Vom Christus Jesus sagt Petros am Ende kein Wort mehr. Da Jesus wegen des Titels vor Gericht steht und gekreuzigt wird, schweigt Petros sich darüber aus (vgl. 14,71). Doch sein Schweigen ist beredt; in einer Lücke wird es erkennbar, wieder bedingt durch eine Ellipse: Nicht kenne ich diesen Menschen, den ihr nennt […]! Die Klammer zeigt, wie Petros sich am Ende gleichsam auf die Zunge beißt, wenn er am Satzende den Christus-Titel verschluckt (14,71; Vulgata: nescio istum hominem, quem dicitis [...]. vgl. Foto).


Das entspricht inhaltlich und wortgleich dem Versuch des Pilatus, seinen falschen Königs-Titel der Menschenmenge in die Schuhe zu schieben (vgl. 15,12). Diese Parallele von Petros und Pilatus ist auch in Übersetzungen noch zu erkennen an der analogen Formulierung (ὃν λέγετε...; den ihr nennt König der Judäer).


Gleichwohl lässt sich im Deutschen diese Pointe des Verschluckens am Satzende nicht angemessen wiedergeben; in der Vulgata ist sie beibehalten (s.o.). Doch auch dort ist die bezeichnende Parallele von Petros und Pilatus beseitigt, nämlich dadurch, dass in der Rede des Pilatus die Wendung quem dicitis (etc.) weggelassen wurde (15,12; übrigens auch schon in einigen griechischen Handschriften).


Bezeichnend ist außerdem, was Matthäus daraus macht. Er legt seinem Pilatus Worte in den Mund, die ihn zu einem weiteren Zeugen für den Christus Jesus umdeuten: Was also soll ich tun mit Jesus, der Christus genannt wird? (Mt 27,22).

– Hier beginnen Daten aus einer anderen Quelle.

PR #1232, opened 2015-10-30
Bootstrap CentOS 6 Compatibility Improvement

devnsec-com:
Fix #1204 missing `virtualenv` issue, now the bootstrap will try to install `python-virtualenv` via `yum` or `dnf` first, and then try to use `pip install virtualenv` if previous attempt failed.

Schließlich noch eine Bemerkung zu der Frage, wie die letzten Worte des Petros sich im Deutschen wiedergeben lassen, wie sein Verschlucken des Christus-Titels deutlich werden könnte. Zur unüblichen und in Bibel-Editionen unvorstellbaren Option, den fehlenden Titel durch Pünktchen wiederzugeben (den ihr nennt...), scheint es wohl keine geeignete Alternative zu geben.


Vergleichbare Fragen stellen sich bei Mk mehrfach, bei anderen Ellipsen etwa (z.B. 1,16), bei abreißenden Gedankengängen (z.B. 11,32) oder bei absichtlich gestörten Satzkonstruktionen (z.B. 2,10). Das betrifft die Übersetzbarkeit des Textes generell – und zeigt dabei dreierlei: 1. Wie szenisch der Text ursprünglich gedacht ist, 2., wie sehr er zur persönlichen Lektüre geeignet ist, nicht aber zum liturgischen Vortrag, und 3., wie begrenzt die Möglichkeiten der Übersetzer:innen sind, derart raffinierter Inszenierungskunst im Deutschen gerecht zu werden.